Yuma County, PureVision Technology Team Up to Develop Rural Biorefinery
September 29, 2006Wray, Colorado: The Yuma County Colorado Economic Development Corporation announced that it is spearheading a cellulosic biomass recovery project in Yuma County. This rural eastern Colorado community is planning to team up with PureVision Technology, Inc., a Colorado-based technology development company. The Yuma County project proposes to convert agricultural residues, including corn stalks and wheat straw, into higher value bioproducts such as ethanol.
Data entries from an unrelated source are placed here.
PR #67, opened 2021-04-25
improve: add `mutate` function to `AtomicGetSet` property wrapper

imaginaris:
# Description
Added `mutate` method for struct properties wrapped in `@AtomicGetSet`.
Examples:
```swift
intVar.mutate { $0+=1 }
arrayVar.mutate { $0.append("newValue") }
dictVar.mutate { $0["key"] = "value" }
```

# Checklist

### DIFF
--- a/RInAppMessaging/Classes/Utilities/AtomicWrapper.swift
+++ b/RInAppMessaging/Classes/Utilities/AtomicWrapper.swift
@@ -2,7 +2,7 @@
 /// Mutating functions, subscript, incrementation etc. are not synchronized by default -
 /// use `mutate` function to ensure operation atomicity.
 @propertyWrapper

After meeting with PureVision, Andrea Anderson, the Executive Director of the Yuma County Economic Development Corporation organized a meeting on August 29, 2006 among county officials and PureVision to discuss the Yuma County project. “We had two of the three Yuma County Commissioners, the Wray Town Manager and local farmers meet at PureVision’s headquarters in Ft. Lupton to discuss the proposed project. After the meeting, the Yuma county contingency was very excited with the prospect of working with PureVision. Yuma County already has one corn-to-ethanol plant. We are now taking the next step to develop a cellulosic biorefinery in Yuma County,” she said.
PureVision Technology, Inc. is scaling up its biomass recovery technology proposed for the Yuma County project. The PureVision process is the core technology for rural industrial biorefineries of the future, which will be used to convert abundant and diverse biomass into bio-based products. Analogous to oil refineries, biorefineries will convert cellulosic biomass into sugars and other co-products for use in the production of ethanol, bio-plastics, pulp and paper products, lubricants, sealers and many other industrial products. The PureVision technology differs from all competing technologies in the world today by fractionating cellulosic biomass into three distinct streams of xylose, cellulose and lignin. These three fractions can all be used as feedstocks to produce many industrial and consumer products.
PureVision is scaling up its patented technology to convert corn stalks and other cellulosic biomass into sugars and ethanol. The proposed Yuma County project is planned to be one of the first commercial-scale developments in the U.S. using technology capable of processing cellulosic materials such as corn stalks into cellulosic ethanol. Today, nearly all ethanol produced in the U.S. is manufactured from corn kernels, a starchy material easily converted to sugars and ethanol using conventional technologies. The challenge for the U.S. energy industry is to employ new technologies capable of using abundant agricultural residues and woody wastes to make fuels, energy and industrial products from biomass as an alternative to fossil fuels like oil.
“We are excited that ranchers, farmers, county and town officials from Yuma are providing vision and leadership to develop a commercial biorefinery in rural Colorado”, said Ed Lehrburger, PureVision’s president and CEO. “Rural biorefineries will offer environmentally sound solutions to our nation’s fuel and energy challenges, while providing economic development opportunities for the American farmer and rural communities," he said.
Lehrburger went on to say that “PureVision has developed a four-phased program to develop rural biorefineries. We are working with the Yuma County Economic Development Corporation on initiating a Phase I Preliminary Feasibility Study. The results of this study will provide stakeholders answers to many of the questions we have. If all goes as planned, the Yuma County biorefinery project could begin construction in 2010 and be operational by 2011.”